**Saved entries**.
[Start of section]

PR #3878, opened 2025-09-12
LF-4957 Rating, Notes, and Time Spent Not Persisted During Task Re-Completion

kathyavini:
**Description**

This one wasn't quite as smooth and fun a bugfix as the other, since everything with `hookFormPersist` completely confuses me 🤣 

But in a nutshell, the issue was that in `PureCompleteStepOne`, the default form values are taken from either the (database saved) `selectedTask` -or- the `persistedFormData`, based on `need_changes`:

```js
  const defaultsToUse = formatTaskReadOnlyDefaultValues(
    persistedFormData.need_changes ? persistedFormData : selectedTask,
  );
```

This is exactly the right behaviour for the task-specific details fields, but not for the complete fields, on which `need_changes` has no relevance (we always want the `persistedFormData` to take precedence if it exists).

When unmounting `/before_complete`, `useHookFormPersist` updates the persistedFormData will the current form values:

```js
  const {
    persistedData: { uploadedFiles },
    historyCancel,
  } = useHookFormPersist(getValues, [], getFieldsToKeep(selectedTaskType));
  ```
 
Because that logic has a step that removes `null` values (`getCorrectedPayload()` in `/hookFormPersistSlice.js`), it just so happened to always take the `/complete` form values, since complete fields are all null on `selectedTask` in the original complete flow.

In the re-complete flow, those values are NOT null, won't be discarded, and will overwrite anything that has been put in `persistedFormData` subsequently by the actual `/complete` form. I'm quite sure this is the cause although I'm not 100% sure this is the best code solution 😄 I just checked for one of the non-optional fields that is always populated once visiting the second step of the form, and if it was present, made sure the `persistedFormData` values always overwrite whatever was in the originally completed task as far as completion fields. I left the `need_changes` logic untouched as it is correct for the `/before_complete` fields.

Jira link: https://lite-farm.atlassian.net/browse/LF-4957

**Type of change**

**How Has This Been Tested?**

- [ ] Passes test case
- [ ] Other (please explain)

**Checklist:**

### DIFF
--- a/packages/webapp/src/components/Task/TaskComplete/StepOne.jsx
+++ b/packages/webapp/src/components/Task/TaskComplete/StepOne.jsx
@@ -22,6 +22,23 @@ import PureMovementTask from '../MovementTask';
 import AnimalInventory, { View } from '../../../containers/Animals/Inventory';
 import { ANIMAL_IDS } from '../TaskAnimalInventory';
 import FilePicker from '../../FilePicker';
+import {
+  ANOTHER_DATE,
+  COMPLETION_NOTES,
+  DATE_CHOICE,
+  DURATION,
+  HAPPINESS,
+  PREFER_NOT_TO_SAY,
+} from '.';
+
+const COMPLETION_FIELDS = [
+  DURATION,
+  HAPPINESS,
+  COMPLETION_NOTES,
+  PREFER_NOT_TO_SAY,
+  DATE_CHOICE,
+  ANOTHER_DATE,
+];
 
 const soilAmendmentContinueDisabled = (needsChange, isValid) => {
   if (!needsChange) {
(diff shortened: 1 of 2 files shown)


kathyavini:
> I don't understand why "duration" is preserved in the completion flow with the current code... do you know where that comes from? 😅

@SayakaOno by current code, do you mean the code currently on integration? And by completion flow you mean the initial completion, as opposed to the re-completion? (Sorry -- just want to make sure I'm thinking of the right thing with so many permutations now 😂)

kathyavini:
@SayakaOno Ah okay, just checking!

So not just the duration, but any completion field (happiness, etc.) always persisted on the initial completion because the values for those fields in `selectedTask` are all `null`. So after running that ternary check, `hookFormPersistSlice` DOES try to update `persistedFormData` to the values in `selectedTask`, but because they all `null`, those properties get filtered out! And then nothing happens -- the form set `persistedFormData` just stays the way it was!

It's more a side-effect of the values being `null` than something that was intentional, as far as I can tell! Although maybe that went into consideration when `hookFormPersistSlice` was originally written? I think the filtering out `null` part is from the oldest/original implementation.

[End of section]

**What to produce**.
Please repeat each entry. Keep every word the same.

**Reply**.
PR #3878, opened 2025-09-12
LF-4957 Rating, Notes, and Time Spent Not Persisted During Task Re-Completion

kathyavini:
**Description**

This one wasn't quite as smooth and fun a bugfix as the other, since everything with `hookFormPersist` completely confuses me 🤣 

But in a nutshell, the issue was that in `PureCompleteStepOne`, the default form values are taken from either the (database saved) `selectedTask` -or- the `persistedFormData`, based on `need_changes`:

```js
  const defaultsToUse = formatTaskReadOnlyDefaultValues(
    persistedFormData.need_changes ? persistedFormData : selectedTask,
  );
```

This is exactly the right behaviour for the task-specific details fields, but not for the complete fields, on which `need_changes` has no relevance (we always want the `persistedFormData` to take precedence if it exists).

When unmounting `/before_complete`, `useHookFormPersist` updates the persistedFormData will the current form values:

```js
  const {
    persistedData: { uploadedFiles },
    historyCancel,
  } = useHookFormPersist(getValues, [], getFieldsToKeep(selectedTaskType));
  ```
 
Because that logic has a step that removes `null` values (`getCorrectedPayload()` in `/hookFormPersistSlice.js`), it just so happened to always take the `/complete` form values, since complete fields are all null on `selectedTask` in the original complete flow.

In the re-complete flow, those values are NOT null, won't be discarded, and will overwrite anything that has been put in `persistedFormData` subsequently by the actual `/complete` form. I'm quite sure this is the cause although I'm not 100% sure this is the best code solution 😄 I just checked for one of the non-optional fields that is always populated once visiting the second step of the form, and if it was present, made sure the `persistedFormData` values always overwrite whatever was in the originally completed task as far as completion fields. I left the `need_changes` logic untouched as it is correct for the `/before_complete` fields.

Jira link: https://lite-farm.atlassian.net/browse/LF-4957

**Type of change**

**How Has This Been Tested?**

- [ ] Passes test case
- [ ] Other (please explain)

**Checklist:**

### DIFF
--- a/packages/webapp/src/components/Task/TaskComplete/StepOne.jsx
+++ b/packages/webapp/src/components/Task/TaskComplete/StepOne.jsx
@@ -22,6 +22,23 @@ import PureMovementTask from '../MovementTask';
 import AnimalInventory, { View } from '../../../containers/Animals/Inventory';
 import { ANIMAL_IDS } from '../TaskAnimalInventory';
 import FilePicker from '../../FilePicker';
+import {
+  ANOTHER_DATE,
+  COMPLETION_NOTES,
+  DATE_CHOICE,
+  DURATION,
+  HAPPINESS,
+  PREFER_NOT_TO_SAY,
+} from '.';
+
+const COMPLETION_FIELDS = [
+  DURATION,
+  HAPPINESS,
+  COMPLETION_NOTES,
+  PREFER_NOT_TO_SAY,
+  DATE_CHOICE,
+  ANOTHER_DATE,
+];
 
 const soilAmendmentContinueDisabled = (needsChange, isValid) => {
   if (!needsChange) {
(diff shortened: 1 of 2 files shown)


kathyavini:
> I don't understand why "duration" is preserved in the completion flow with the current code... do you know where that comes from? 😅

@SayakaOno by current code, do you mean the code currently on integration? And by completion flow you mean the initial completion, as opposed to the re-completion? (Sorry -- just want to make sure I'm thinking of the right thing with so many permutations now 😂)

kathyavini:
@SayakaOno Ah okay, just checking!

So not just the duration, but any completion field (happiness, etc.) always persisted on the initial completion because the values for those fields in `selectedTask` are all `null`. So after running that ternary check, `hookFormPersistSlice` DOES try to update `persistedFormData` to the values in `selectedTask`, but because they all `null`, those properties get filtered out! And then nothing happens -- the form set `persistedFormData` just stays the way it was!

It's more a side-effect of the values being `null` than something that was intentional, as far as I can tell! Although maybe that went into consideration when `hookFormPersistSlice` was originally written? I think the filtering out `null` part is from the oldest/original implementation.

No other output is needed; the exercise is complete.